### The task
Which lines of the data contain the string "each"? Copy every one.

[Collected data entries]
+ + + + + + +

PR #106, opened 2018-01-08
aes: add support for GCM Galois Counter Mode

alfredh:
This patch adds support for AES GCM mode, using the OpenSSL backend.
The usecase is TLS and SRTP.

The GCM mode is of type AEAD and provides both encryption
and authentication (with a tag). This is different from e.g. CTR-mode which
only provides encryption.

The code is functional, and the API is a suggestion.

Design:

* Provide AAD via `aes_encr` and `aes_decr`
* Separate functions to get/verify authentication tag

Comparison of CTR and GCM modes:

|                 | AES CTR  | AES GCM  |
| --------------- | -------- | -------- |
| Encryption      | Yes      | Yes      |
| Authentication  | No       | Yes      |
| IV              | 16 bytes | 12 bytes |
| Tag length      | -        | 16 bytes |

Retest:

https://github.com/creytiv/retest/tree/aes_add_gcm

- [x] OpenSSL 1.0.1t (Raspbian armv7) commit 10fdf464b8ecce06b37b916d8dd16ed9732c4e0a
- [x] OpenSSL 1.0.2n (OSX) commit 10fdf464b8ecce06b37b916d8dd16ed9732c4e0a
- [x] OpenSSL 1.1.0g (Debian x86_64) commit 10fdf464b8ecce06b37b916d8dd16ed9732c4e0a
- [x] LibreSSL 2.6.3 (OpenBSD 6.2) commit 10fdf464b8ecce06b37b916d8dd16ed9732c4e0a
- [x] Valgrind (i686) commit 10fdf464b8ecce06b37b916d8dd16ed9732c4e0a
- [x] OpenWRT/LEDE 17.01 (mips, OpenSSL 1.0.2n) commit 10fdf464b8ecce06b37b916d8dd16ed9732c4e0a

Alfred

### DIFF
--- a/src/aes/openssl/aes.c
+++ b/src/aes/openssl/aes.c
@@ -13,12 +13,58 @@
 #include <re_aes.h>
 
 
-#ifdef EVP_CIPH_CTR_MODE
-
-
 struct aes {
 	EVP_CIPHER_CTX *ctx;
+	enum aes_mode mode;
+	bool encr;
 };
+
+
+static const EVP_CIPHER *aes_cipher(enum aes_mode mode, size_t key_bits)
+{
+	if (mode == AES_MODE_CTR) {
+
+		switch (key_bits) {
+
+		case 128: return EVP_aes_128_ctr();
+		case 192: return EVP_aes_192_ctr();
+		case 256: return EVP_aes_256_ctr();
+		default:
+			return NULL;
+		}
+	}
+	else if (mode == AES_MODE_GCM) {
+
+		switch (key_bits) {
+
+		case 128: return EVP_aes_128_gcm();
+		case 256: return EVP_aes_256_gcm();
+		default:
+			return NULL;
+		}
+	}
+	else {
+		return NULL;
+	}
+}
+
+
+static inline bool set_crypt_dir(struct aes *aes, bool encr)
+{
+	if (aes->encr != encr) {
+
+		/* update the encrypt/decrypt direction */
+		if (!EVP_CipherInit_ex(aes->ctx, NULL, NULL,
+				       NULL, NULL, encr)) {
+			ERR_clear_error();
+			return false;
+		}
+
+		aes->encr = encr;
+	}
+
+	return true;
+}
 
 
 static void destructor(void *arg)
@@ -38,7 +84,7 @@ static void destructor(void *arg)
 
 int aes_alloc(struct aes **aesp, enum aes_mode mode,
 	      const uint8_t *key, size_t key_bits,
-	      const uint8_t iv[AES_BLOCK_SIZE])
+	      const uint8_t *iv)
 {
 	const EVP_CIPHER *cipher;
 	struct aes *st;
@@ -47,12 +93,16 @@ int aes_alloc(struct aes **aesp, enum aes_mode mode,
 	if (!aesp || !key)
 		return EINVAL;
 
-	if (mode != AES_MODE_CTR)
+	cipher = aes_cipher(mode, key_bits);
+	if (!cipher)
 		return ENOTSUP;
 
 	st = mem_zalloc(sizeof(*st), destructor);
 	if (!st)
 		return ENOMEM;
+
+	st->mode = mode;
+	st->encr = true;
 
 #if OPENSSL_VERSION_NUMBER >= 0x10100000L
 	st->ctx = EVP_CIPHER_CTX_new();
@@ -72,17 +122,6 @@ int aes_alloc(struct aes **aesp, enum aes_mode mode,
 	EVP_CIPHER_CTX_init(st->ctx);
 #endif
 
-	switch (key_bits) {
-
-	case 128: cipher = EVP_aes_128_ctr(); break;
-	case 192: cipher = EVP_aes_192_ctr(); break;
-	case 256: cipher = EVP_aes_256_ctr(); break;
-	default:
-		re_fprintf(stderr, "aes: unknown key: %zu bits\n", key_bits);
-		err = EINVAL;
-		goto out;
-	}
-
 	r = EVP_EncryptInit_ex(st->ctx, cipher, NULL, key, iv);
 	if (!r) {
 		ERR_clear_error();
@@ -99,7 +138,7 @@ int aes_alloc(struct aes **aesp, enum aes_mode mode,
 }
 
 
-void aes_set_iv(struct aes *aes, const uint8_t iv[AES_BLOCK_SIZE])
+void aes_set_iv(struct aes *aes, const uint8_t *iv)
 {
 	int r;
 
@@ -116,8 +155,11 @@ int aes_encr(struct aes *aes, uint8_t *out, const uint8_t *in, size_t len)
 {
 	int c_len = (int)len;
 
-	if (!aes || !out || !in)
+	if (!aes || !in)
 		return EINVAL;
+
+	if (!set_crypt_dir(aes, true))
+		return EPROTO;
 
 	if (!EVP_EncryptUpdate(aes->ctx, out, &c_len, in, (int)len)) {
 		ERR_clear_error();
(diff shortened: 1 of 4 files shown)


src/aes/openssl/aes.c
```diff
@@ -128,6 +153,147 @@ int aes_encr(struct aes *aes, uint8_t *out, const uint8_t *in, size_t len)
...
+
+	switch (aes->mode) {
+
+	case AES_MODE_GCM:
+		break;
+	default:
+		return ENOTSUP;
+	}
+
+	if (!EVP_CipherUpdate(aes->ctx, NULL, &tmplen, aad, (int)aad_len)) {
```
lgrahl: `size_t` to `int` cast should probably be checked.

src/aes/openssl/aes.c
```diff
@@ -128,6 +153,147 @@ int aes_encr(struct aes *aes, uint8_t *out, const uint8_t *in, size_t len)
...
+ * @param taglen Length of Authentication tag
+ * @param in     Plaintext input (optional)
+ * @param len    Length of plaintext input (optional)
+ *
+ * @return 0 if success, otherwise errorcode
+ */
+int aes_auth_encr(struct aes *aes, uint8_t *out, uint8_t *tag, size_t taglen,
+		  const uint8_t *in, size_t len)
+{
+	int c_len = (int)len;
```
lgrahl: Same as above.

src/aes/openssl/aes.c
```diff
@@ -128,6 +153,147 @@ int aes_encr(struct aes *aes, uint8_t *out, const uint8_t *in, size_t len)
...
+ * @param taglen Length of Authentication tag
+ *
+ * @return 0 if success, otherwise errorcode
+ *
+ * @retval EAUTH if authentication failed
+ */
+int aes_auth_decr(struct aes *aes, uint8_t *out, const uint8_t *in, size_t len,
+		  const uint8_t *tag, size_t taglen)
+{
+	int c_len = (int)len;
```
lgrahl: Same as above.

src/aes/openssl/aes.c
```diff
@@ -128,6 +153,147 @@ int aes_encr(struct aes *aes, uint8_t *out, const uint8_t *in, size_t len)
...
+
+	if (!EVP_EncryptFinal_ex(aes->ctx, NULL, &tmplen))
+		goto error;
+
+	(void)tmplen;  /* not used */
+
+	if (tag && taglen) {
+
+		if (!EVP_CIPHER_CTX_ctrl(aes->ctx, EVP_CTRL_GCM_GET_TAG,
+					 (int)taglen, tag))
```
lgrahl: Same as above.

src/aes/openssl/aes.c
```diff
@@ -128,6 +153,147 @@ int aes_encr(struct aes *aes, uint8_t *out, const uint8_t *in, size_t len)
...
+	/* update the encrypt/decrypt direction */
+	if (!EVP_CipherInit_ex(aes->ctx, NULL, NULL, NULL, NULL, false))
+		goto error;
+
+	if (!EVP_DecryptUpdate(aes->ctx, out, &c_len, in, (int)len))
+		goto error;
+
+	/* Set expected tag value. */
+	if (!EVP_CIPHER_CTX_ctrl(aes->ctx, EVP_CTRL_GCM_SET_TAG,
+				 (int)taglen, (void *)tag))
```
lgrahl: Same as above.

alfredh:
Hi @lgrahl many thanks for your input

Libsodium supports AES-GCM, and they have two modes combined
and detached (separate TAG or not):

https://download.libsodium.org/doc/secret-key_cryptography/aes-256-gcm.html

the libsodium API is completely stateless. With AEAD-ciphers such as GCM you are
supposed to verify the tag before decryption. How does this work with streaming ?
If you are streaming a very large file (100 GB) you have to decrypt and auth all blocks,
and then verify the tag _before_ looking at any plaintext data.

1. Separate AAD function? Yes, agree.
2. Separate TAG parameters? Yes, agree.
3. Streaming support ? Not sure yet.

Alfred

lgrahl:
Yeah, streamed use of these kinds of constructions isn't trivial when decrypting. Basically, one would have to discard all received (and potentially stored) data in the end in case the TAG/MAC check fails.

If there's no immediate use case for you or someone else, I guess it would be fine to ignore streaming support for now. (AES-GCM wouldn't really be my first choice for large encrypted file transfers anyway. :) )

andreygursky:
> AES-GCM wouldn't really be my first choice for large encrypted file transfers anyway.

What about doing like TLS? Just specify chunk size (variable up to ... or fixed e.g. 64K) and encrypt a piece, than increment IV, encrypt again and so on. Many of us use wget/curl for downloading (very) large files over HTTPS.

src/aes/openssl/aes.c
alfredh: do you mean that the casting is not needed ?

many openssl functions are using `int` type for counting bytes:

```
int EVP_CipherUpdate(EVP_CIPHER_CTX *ctx, unsigned char *out, int *outl,
                     const unsigned char *in, int inl);
```

alfredh:
Thank you all for comments.

with the current approach, there is some duplicated code in `aes_encr` and `aes_auth_encr`,
mainly calls to OpenSSL functions.

another option is to add functions that are specific to AEAD (GCM):

```
int  aes_add_aad(struct aes *aes, const uint8_t *aad, size_t aad_len);

int  aes_encr_get_tag(struct aes *aes, uint8_t *tag, size_t taglen);

int  aes_decr_verify_tag(struct aes *aes, const uint8_t *tag, size_t taglen);
```

src/aes/openssl/aes.c
lgrahl: The casting is needed but I'd do checks such as `aad_len > INT_MAX`.

alfredh:
Hei @richaas do you have some time to review the API suggestion?


Alfred

richaas:
I suggest the following:
- Use current `aes_encr()` and `aes_decr()` also with AEAD type modes. Multiple calls may be performed before calculating auth tag (encrypt) or verifying authenticity (decrypt).
- Use current `aes_encr()` and `aes_decr()` to set AAD, simply by allowing the `out` argument to be `NULL`. Again, multiple calls may be performed.
- These new, AEAD related API methods are needed:
```
int aes_get_authtag(struct aes *aes, uint8_t *tag, size_t taglen);
int aes_authenticate(struct aes *aes, const uint8_t *tag, size_t taglen);
```
Here is some nice documentation with example code:
https://wiki.openssl.org/index.php/EVP_Authenticated_Encryption_and_Decryption

richaas:
A separate note regarding length of IV. When adding GCM, I suggest we change:
`const uint8_t iv[AES_BLOCK_SIZE]`
to
`const uint8_t *iv`

GCM also support configurable IV length, but we may stick to the default if we would like to keep the current API backwards compatible. Otherwise we would need to include `size iv_len` parameter to `aes_alloc()` and `aes_set_iv()`.

alfredh:
Hi @richaas many thanks for your comments.

I have now updated the patch with your suggested API. The code became
smaller and more clear.

Could you please review the complete patch again?

Testing was done with `retest` and the results are in the first comment (at the top).

Alfred

richaas:
Some more comments:

- I think we should create a new function that maps mode/bits to cipher. Check if a mapping table or nested switch is the best approach. This should be called before creating state, so we can return directly if this fails. The debug printfs should be removed.

`static const EVP_CIPHER *aes_cipher(enum aes_mode mode, size_t key_bits)`

- It seems suboptimal to set direction for each `aes_decr()` call. I suggest we set this once during alloc instead, by adding a new argument.

- We need dummy tag functions if EVP_CIPH_CTR_MODE is not defined. Or maybe we should stop supporting this case?

- I suggest we use switch in the tag functions, in order to be better prepared for future modes:

```
int aes_get_authtag(struct aes *aes, uint8_t *tag, size_t taglen)
{
	int tmplen;

	if (!aes || !tag || !taglen)
		return EINVAL;

	switch (aes->mode) {

	case AES_MODE_GCM:
		if (!EVP_EncryptFinal_ex(aes->ctx, NULL, &tmplen)) {
			ERR_clear_error();
			return EPROTO;
		}

		if (!EVP_CIPHER_CTX_ctrl(aes->ctx, EVP_CTRL_GCM_GET_TAG,
					 (int)taglen, tag)) {
			ERR_clear_error();
			return EPROTO;
		}

		return 0;

	default:
		return ENOTSUP;
	}
}


int aes_authenticate(struct aes *aes, const uint8_t *tag, size_t taglen)
{
	int tmplen;

	if (!aes || !tag || !taglen)
		return EINVAL;

	switch (aes->mode) {

	case AES_MODE_GCM:
		if (!EVP_CIPHER_CTX_ctrl(aes->ctx, EVP_CTRL_GCM_SET_TAG,
					 (int)taglen, (void *)tag)) {
			ERR_clear_error();
			return EPROTO;
		}

		if (EVP_DecryptFinal_ex(aes->ctx, NULL, &tmplen) <= 0) {
			ERR_clear_error();
			return EAUTH;
		}

		return 0;

	default:
		return ENOTSUP;
	}
}
```

alfredh:
The Openssl backend for AES supports 2 different APIs:

1. EVP api, this is the recommended API to use. AES was supported since 1.0.1

2. AES api, this is a very old API going back to 0.9.8

We dont support openssl 0.9.8 any more, libre now only supports 1.0.1 or later.

from openssl.org:

```
Note: The latest stable version is the 1.1.0 series. The 1.0.2 series is our Long Term Support (LTS) release, supported until 31st December 2019. The 0.9.8, 1.0.0 and 1.0.1 versions are now out of support and should not be used.
```

from my perspective, we can remove usage of old "AES" API, and only use the EVP api.

richaas:
Agree, let's remove the old "AES" API.

alfredh:
all comments should be fixed now, except the direction issue.

when the AES context is created, it does not know about encrypt/decrypt direction.
the same context can be used for encryption or decryption, provided that the IV is
reset. This is working with CTR, but it is not working with GCM.

it is possible to add a flag `bool encr` to `aes_alloc` that sets the desired direction
at alloc time. This change also means that we have to change the SRTP code that
is using the same AES context for encrypt/decrypt.

The SRTP code can allocate the AES context for each encryption/decrypt round,
since the IV is always reset.

alfredh:
one solution could be to add a function, for changing the encrypt/decrypt direction:

for example:

```
void aes_set_direction(struct aes *aes, bool encr)
{
	/* update the encrypt/decrypt direction */
	if (!EVP_CipherInit_ex(aes->ctx, NULL, NULL, NULL, NULL, encr)) {
		re_printf("set direction error\n");
		ERR_clear_error();
	}
}
```

richaas:
I had a similar idea as your last commit, using and inline function to set direction; patch below:

[aes.diff.txt](https://github.com/creytiv/re/files/1678038/aes.diff.txt)

BTW: is it ok to call `EVP_EncryptInit_ex()` for both directions??

alfredh:
the context must be initialized to something, either encrypt (1) or decrypt (0):

```
	r = EVP_EncryptInit_ex(st->ctx, cipher, NULL, key, iv);
	if (!r) {
		ERR_clear_error();
		err = EPROTO;
	}

or

int EVP_CipherInit(EVP_CIPHER_CTX *ctx, const EVP_CIPHER *cipher,
                   const unsigned char *key, const unsigned char *iv,
                   int enc);
```

where "int enc" is either 1 or 0.

setting the crypt direction automatically I think is a flexible solution,
it does not need any changes to application code (such as SRTP).

richaas:
In `aes_set_iv()` we should not change direction to encrypt, but rather keep the current direction, so we need to replace current `EVP_EncryptInit_ex()` call with:

`EVP_CipherInit_ex(aes->ctx, NULL, NULL, NULL, iv, -1);`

+ + + + + + +

### Exercise response
- It seems suboptimal to set direction for each `aes_decr()` call. I suggest we set this once during alloc instead, by adding a new argument.
The SRTP code can allocate the AES context for each encryption/decrypt round,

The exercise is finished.